PR #95, opened 2022-03-14
DBO-92: Add Red Exclamation mark icon to post with tooltip describing why a post is flagged

sahilsaini432:
**Changes Made**

https://user-images.githubusercontent.com/32021832/158253744-3ed40c7b-ce07-4922-85d5-c4a5b6598f63.mov


application/src/components/post/post.css
```diff
@@ -10,19 +10,76 @@
...
+    background: #fff;
+    box-shadow: 0 10px 10px rgba(0,0,0,0.3);
+    padding: 10px 18px;
+    border-radius: 25px;
+    opacity: 0;
+    pointer-events: none;
+    transition: all 0.4s cubic-bezier(0.68,-0.55,0.265,1.55);
+}
+
+.aleat-symbol {
```
fredy20501, line 55: Typo: `.alert-symbol`

application/src/components/post/post.css
```diff
@@ -10,19 +10,76 @@
...
+}
+
+.custom-tooltip {
+    color: white;
+}
+
+.flagged .custom-tooltip {
+    position: absolute;
+    left: 0px;
+    width: 900%;
```
fredy20501, line 45: For the width, I think it would be better to use `max-content` so it actually takes the exact width of the text.
```css
width: max-content;
```
| Before | After |
| ------ | ----- |
| image| image |

application/src/components/post/post.css
```diff
@@ -109,6 +166,11 @@
     .avatar-column {
         width: 70px;
     }
+
+    .flagged .custom-tooltip {
+        /* Reduce tooltip text size */
+        width: 500%;
+    }
```
fredy20501, line 173: Using a % unit doesn't make sense here. We're basically sizing the pop-up to 5 times the width of the icon, but the popup size shouldn't be related to the size of the icon. I think a fixed pixel size would make more sense.
```css
width: 250px;
```

fredy20501 (approved):
Nice work! 🥇 🔥

CarterMacLennan (approved):

JoaoPontes98 (approved):

PR #97, opened 2022-03-18
DBO-76: Add React-Router to frontend

CarterMacLennan:
## Work Completed
- Added React-Router to the frontend.
  - Used HashRouter to keep the URL the same on page refresh.
- Added global state to keep track of whether user has accepted the terms of service.
  - This is stored in the browser's local storage, which is permanent.
  - If the user has not accepted the terms, all URLs will redirect to the welcome page.

## Note
If you want to see/clear the persistent state, it is under Application > LocalStorage in the browser's devtools.
image


fredy20501 (approved):

nathanielcaron (approved):

sahilsaini432 (approved):
Nice Work 💯

JoaoPontes98 (approved):

PR #99, opened 2022-03-26
Investigate and fix CI/CD Pipeline

sahilsaini432:
**Changes Made**

- Updated verifyImage endpoint to not save images anymore.
- Updated service docker image to be `buster-slim` instead of `alpine`
- Updated service docker file to use `ecosystem.config.js` file to start the service
- Updated server to use 2600MB memory
- Updated postimage endpoint to compress images before uploading to the S3 bucket. (now every image is saved as a jpeg).
- Removed https://github.com/Dubble-bubble-original/engg4000/blob/dev/Automation/src/test/java/api/image.feature#L71-L76 Automated API test, this won't pass anymore because the images are compressed.


nginx/configs/default.conf
```diff
@@ -16,12 +16,12 @@ server {
 
     location / {
         proxy_pass http://client/;
-        client_max_body_size 2M;
+        client_max_body_size 1G;
```
nathanielcaron, line 19: This setting is for the request body size:
http://nginx.org/en/docs/http/ngx_http_core_module.html#client_max_body_size

1G seems outrageously high 😄

sahilsaini432: Ya, I was just trying something out 😄

nathanielcaron (approved):

nathanielcaron:
We did it! 🥳 
Great work @sahilsaini432

fredy20501 (approved):
Woo! 🥳 🔥 🎆

JoaoPontes98 (approved):
You the man!

CarterMacLennan (approved):

PR #100, opened 2022-03-28
 DBO-98 - (BUG) Investigate why image uploads fail

nathanielcaron:
- Updated max image upload size to be 5MB
- Updated max request size to be 12MB (Enough for two 5MB images and some buffer)
- Added loading spinner when post is being published so users can hit submit several times

Why did I do this?
When I increased the max request size to be 30MB to accommodate image uploads of 15MB, it exposed a couple of issues. First, uploading these large images takes a really long time (> 30 seconds). Second, the uploads were taking so long that the endpoint was returning before it had received the image key.
From my testing, having the limit set at 5MB works consistently and doesn't lead to any issues.


fredy20501 (approved):
Awesome work! 💯

CarterMacLennan (approved):
Great catch, PR looks great 2 me

fredy20501 (commented):
Since it still takes a while (a few seconds) to upload the images we definitely need to have some feedback for the user during that time. At the very least we should disable the publish button (otherwise you can publish the same post a bunch of times - I just did exactly that), but ideally we would have a loading spinner too.

nathanielcaron:
> 

Agreed

nathanielcaron:
> Since it still takes a while (a few seconds) to upload the images we definitely need to have some feedback for the user during that time. At the very least we should disable the publish button (otherwise you could publish the same post a bunch of times), but ideally we would have a loading spinner too.

Agreed

fredy20501 (approved):
Nice loading spinner 💯

sahilsaini432 (approved):
Looks good to me 💯

PR #3512, opened 2026-07-15
feat(postgres): add server dashboard with live metrics and charts

antwa:
## Description

- New PostgreSQL Server Dashboard (mirrors the MySQL one): live metric cards (TPS, connections, active queries, cache hit rate, deadlocks, temp files, uptime, WAL rate) and 5 charts (Server sessions, Block I/O, Tuples in, Tuples out, Transactions per second — full width).
- Compatibility: `pg_current_wal_lsn`/`pg_wal_lsn_diff` (PG10+) auto-falls back to `pg_current_xlog_location`/`pg_xlog_location_diff` on older servers (verified against PG 9.1/9.2/9.6/10/current docs), so the dashboard works on PG 9.2+.
- Scoped to `db_type: "postgres"` only — same reasoning as the existing process-list feature (other wire-compatible engines unverified).
- Extracted shared `serverMetrics.ts` (rate/format helpers) used by both `mysqlServerStatus.ts` and `postgresServerStatus.ts`, removing duplicate code.
- Added a custom thin overlay scrollbar (`useVerticalOverlayScrollbar` composable) matching the sidebar tree's look, applied to both the Postgres and MySQL dashboards.

## Type of Change

- [X] New Feature
- [X] Bug Fix
- [ ] Performance Optimization
- [X] Code Refactoring
- [ ] Documentation Update
- [ ] CI / Build

## Frontend Changes

- [x] This PR involves frontend changes, and screenshots/screen recordings are attached below

image
image
image

## Verification

- [ ] `make check` passed
- [ ] `make cargo-check-fast` passed
- [X] `npx vitest run src/lib/__tests__/database/mysqlServerStatus.spec.ts` - 13/13 pass
- [X] `npx vitest run src/lib/__tests__/database/postgresServerStatus.spec.ts` — 17/17 pass
- [X] `pnpm typecheck` — clean
- [X] `pnpm lint` — clean (pre-existing warnings only, unrelated to this PR)
- [X] `pnpm test` — 3132/3136 pass; 4 failures in `packages/node-core/tests/sqlite-direct.test.ts` (`better-sqlite3` native module ABI mismatch, pre-existing environment issue unrelated to this change)


t8y2 (changes requested):
request changes: Dashboard 的统计 SQL 还有两个需要修正的问题，另外当前分支也存在 merge conflict。

1. `apps/desktop/src/lib/database/postgresServerStatus.ts:41` 的 active connection 统计会包含当前执行监控 SQL 的 DBX connection，因此空闲服务器也会始终显示至少一个 active connection。请通过 `pid <> pg_backend_pid()` 排除监控连接，并补真实 PostgreSQL 验证。

2. `apps/desktop/src/lib/database/postgresServerStatus.ts:28` 在一次刷新中重复扫描 `pg_stat_database` 和 `pg_stat_activity` 多次，界面又允许每秒刷新。建议用聚合 CTE 和 `COUNT(*) FILTER (...)` 各扫描一次统计视图，避免持续制造不必要的数据库负载。

另外，`postgresServerStatus.ts:65` 不应把任意 SQLSTATE 42883 都当成 WAL 函数版本兼容问题；请根据服务器版本或缺失函数名决定是否回退。

antwa:
@t8y2 
Thanks for the review! Addressed both points:
(Maintainer's review was in Chinese — I translated it myself, so apologies if I misread any nuance. Please let me know if I missed something.)

- **Aggregation**: replaced the 12 separate correlated subqueries against `pg_stat_database`/`pg_stat_activity` with two CTEs (`db_stats`, `activity_stats`) using `COUNT(*) FILTER (...)` for the conditional counts, so each view is scanned exactly once per refresh instead of once per column.
- **Own-connection exclusion**: added `WHERE pid <> pg_backend_pid()` to the `activity_stats` CTE so the monitoring connection's own backend no longer inflates the active/idle/total connection counts.
- **Compat-check scoping**: `isPgStatusCompatibilityError` no longer treats any SQLSTATE `42883` as the pre-PG10 WAL-function issue — it now also requires the error message to name `pg_current_wal_lsn`/`pg_wal_lsn_diff` specifically, so an unrelated undefined-function error won't get misdiagnosed and retried against the legacy WAL query.

Updated the unit tests to cover the new CTE shape, the pid exclusion, and the narrower compat-error matching (including a case proving an unrelated `42883` no longer false-positives). Pushed in fcfacb2

t8y2 (changes requested):
request changes: two PostgreSQL compatibility issues remain, and the branch still has merge conflicts.

1. `apps/desktop/src/lib/database/postgresServerStatus.ts:54` uses aggregate `FILTER`, which is not available on PostgreSQL 9.2/9.3. The legacy WAL fallback does not fix this syntax issue. Please use `SUM(CASE WHEN ...)` or update the supported-version claim.

2. `apps/desktop/src/lib/database/postgresServerStatus.ts:62` calls the current WAL-location function unconditionally. On a hot standby/read replica, this can fail the complete dashboard query. Please use a recovery-aware WAL/replay expression or make the WAL metric optional while preserving the other metrics.

The own-connection exclusion, single-scan aggregation, and narrower WAL compatibility detection are otherwise addressed. Please also resolve the remaining conflicts in `MySqlDashboard.vue` and `mysqlServerStatus.ts`.

antwa:
I will check it with different version of postgress first. thanks

antwa:
Fixed in 04caf73:

Separately: the fractional-rate fix for the MySQL dashboard (formatRate, preserving up to 3 decimal places so sub-1/s rates don't collapse to 0) is already shared via serverMetrics.ts and applied consistently on the Postgres side too — TPS, block I/O, tuple in/out, and transaction-rate charts all use it, so both dashboards stay in sync there as well.

Let me know if this covers what you had in mind.
@t8y2

t8y2 (commented):
Maintainer patch applied in 9a14df7.

The PostgreSQL dashboard counted pg_stat_activity rows whose state is NULL. PostgreSQL can expose such rows while masking activity fields from roles without permission, which inflated the visible connection total.

The total now counts only rows with a visible state, matching the active and idle metrics and PostgreSQL monitoring semantics.

Validation:
- PostgreSQL server status tests: 20 passed
- oxlint on changed files
- git diff --check

t8y2 (approved):

t8y2:
Thanks for the contribution! Merged in fc1f02a, will be released in the next version.

PR #3526, opened 2026-07-15
Fix：允许 MySQL 触发器填充新增行必填字段

zipg:
## 问题

MySQL 数据表新增行时，未填写的单元格会以 `NULL` 进入保存准备流程。原有客户端校验会在生成 SQL 前拦截 `NOT NULL` 且无默认值的列，导致数据库没有机会执行 `BEFORE INSERT` 触发器来填充值。

## 修改

- MySQL 新增行不再提前拦截这类空字段，生成 `INSERT` 时继续省略对应列
- 交由 MySQL 应用默认值、执行触发器，或返回原生必填约束错误
- 保留 MySQL 更新现有行时显式写入 `NULL` 的校验
- 保持 SQLite 及其他数据库的原有新增行校验行为
- 补充触发器填充场景和 MySQL 更新空值场景的单元测试

## 测试

- `pnpm check`：format、lint、typecheck、test 全部通过
- `cargo test -p dbx-core --lib --no-default-features data_grid_sql::tests`：71 项通过
- 真实 MySQL：省略 `NOT NULL` 字段后，`BEFORE INSERT` 触发器成功写入该字段
- 真实 MySQL：无触发器、无默认值时仍返回原生 `ERROR 1364`，不会静默写入错误数据

### DIFF
--- a/crates/dbx-core/src/data_grid_sql.rs
+++ b/crates/dbx-core/src/data_grid_sql.rs
@@ -1077,6 +1077,10 @@ fn build_data_grid_save_statements(options: &DataGridSaveStatementOptions) -> Ve
             .filter(|(_, value)| !value.is_null())
             .collect();
         if insert_pairs.is_empty() {
+            if options.database_type == Some(DatabaseType::Mysql) {
+                statements
+                    .push(data_grid_statement(options.database_type, format!("INSERT INTO {table} () VALUES ()")));
+            }
             continue;
         }
         let columns = insert_pairs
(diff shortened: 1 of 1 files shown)


t8y2 (commented):
Maintainer patch applied in 0bae8b4a0.

The previous implementation allowed MySQL triggers to populate omitted required columns, but rows containing only generated/default/trigger values produced no INSERT statement. It also generated rollback predicates from pre-insert NULL values, which could never match rows after AUTO_INCREMENT or trigger processing.

The patch now emits MySQL's empty-column default-row INSERT when every client-side value is omitted. For inserted rows, rollback SQL is generated only when all primary-key values are explicitly known and stable; otherwise rollback is intentionally unavailable instead of presenting an ineffective DELETE as recoverable.

Validation:
- `cargo test -p dbx-core --lib --no-default-features data_grid_sql::tests` — 73 passed
- MySQL 5.7.44 live trigger-only/default-row INSERT and explicit-primary-key rollback
- MySQL 8.0 live trigger-only/default-row INSERT and explicit-primary-key rollback
- `git diff --check`

The full crate Clippy run is currently blocked by pre-existing warnings outside this PR's changed file; the PR's GitHub Rust Clippy check will be required before merge.

t8y2 (approved):

t8y2:
Thanks for the contribution! Merged in 187a10f, will be released in the next version.

PR #3321, opened 2026-07-13
fix(doris): emit 3-part catalog.database.table for external catalog tables

jischeng:
## 变更说明

PR #2778 引入了 Doris/StarRocks 外部 catalog 侧边栏展示，但 SQL 生成用 `schema` 作为限定名的中间段。Doris/StarRocks 没有 schema 概念，schema 始终为空，导致 FROM 子句退化为 2 段 `catalog.table`，丢失 database 段。打开外部 catalog 的表时报 `No database selected` 或 `Unknown database`，因为 session 没有匹配的 database。

**根因**：
- `qualified_table_name_with_catalog` 用 `schema` 作 catalog 和 table 的中间段，但 Doris/StarRocks 不 schema-aware（`connectionObjectTreeNodeSchema` 返回 undefined），且所有 options/meta 类型没有 `database` 字段。
- MySQL 协议连接 StarRocks（`db_type=mysql` + `driver_profile=starrocks`）的 `effectiveDatabaseTypeForConnection` 返回 `mysql`，不走 catalog 分支，SQL 退回单段 `table`。

**改动**：
- 给 SQL 生成路径的 options/meta 类型加 `database` 字段（前后端：`TableDataSelectSqlOptions`、`DataGridTableMeta`、`DataGridCountSqlOptions`、`DataGridColumnDistinctValuesSqlOptions` 及前端镜像），`qualified_table_name_with_catalog` 在 schema 为空时用 database 作中间段，生成正确的 3 段 `catalog.database.table`。
- `effectiveDatabaseTypeForConnection` 对 `mysql + driver_profile=starrocks/doris` 返回 `starrocks/doris`，让 catalog-aware SQL 路径对 MySQL 协议连接也生效。
- COUNT 查询用 catalog-aware 的 execution database 而非 `tab.database`（外部 catalog 库名）。
- ObjectBrowser 行级元数据（DDL/列/索引/外键/触发器/导出）和 newQuery 上下文透传 catalog。

**范围**：Doris/StarRocks（含 `db_type=mysql` + starrocks/doris driver_profile 的 MySQL 协议连接）。外部 catalog 的表现在可以正常打开数据、查看 DDL/列/索引，同一个连接可跨多个 catalog 查看表数据（3 段限定名不依赖 session `SET catalog`）。

## 验证

- [x] `cargo test -p dbx-core --lib` 通过
- [x] `cargo fmt --check` 通过
- [x] `pnpm check`（format/lint/typecheck/test）全过，2834 测试通过
[...]

PR #3531, opened 2026-07-15
fix(doris): preserve catalog in metadata views

jischeng:
## Summary
- preserve external catalog identity when opening Doris and StarRocks object-browser tabs
- pass catalog through table listing, table DDL, and table-structure metadata requests
- isolate object and structure tabs when different catalogs contain the same database and table names

## Root cause
This is a follow-up to #3321. The sidebar tree was catalog-aware, but several frontend metadata routes still dropped the catalog before calling the backend. Those requests fell back to the normal MySQL metadata path, interpreted the external database as a regular database, and returned ERROR 3F000 Unknown database.

## User impact
Double-clicking a database under an external catalog now lists its tables in the right-hand object browser. Table DDL also works from both the object browser and the sidebar context menu.

## Validation
- targeted frontend regression tests after rebasing onto current main: 2 files, 13 tests passed
- pnpm typecheck passed after rebasing
- full frontend suite on the fix tree: 390 files, 3141 tests passed
- cargo test -p dbx-core doris_catalog --lib: 8 tests passed
- manually verified paimon_catalog.bi table listing and DDL in the built macOS app


t8y2 (approved):
Re-reviewed the current head and targeted regression coverage. No blocking issues remain.

t8y2:
Thanks for the contribution! Merged in a9e76dc13, will be released in the next version.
::::::::
WHAT TO PRODUCE - When the word "Maintainer" appears in a line of the listing, pull that line out.

TASK RESPONSE -
(Maintainer's review was in Chinese — I translated it myself, so apologies if I misread any nuance. Please let me know if I missed something.)
Maintainer patch applied in 9a14df7.
Maintainer patch applied in 0bae8b4a0.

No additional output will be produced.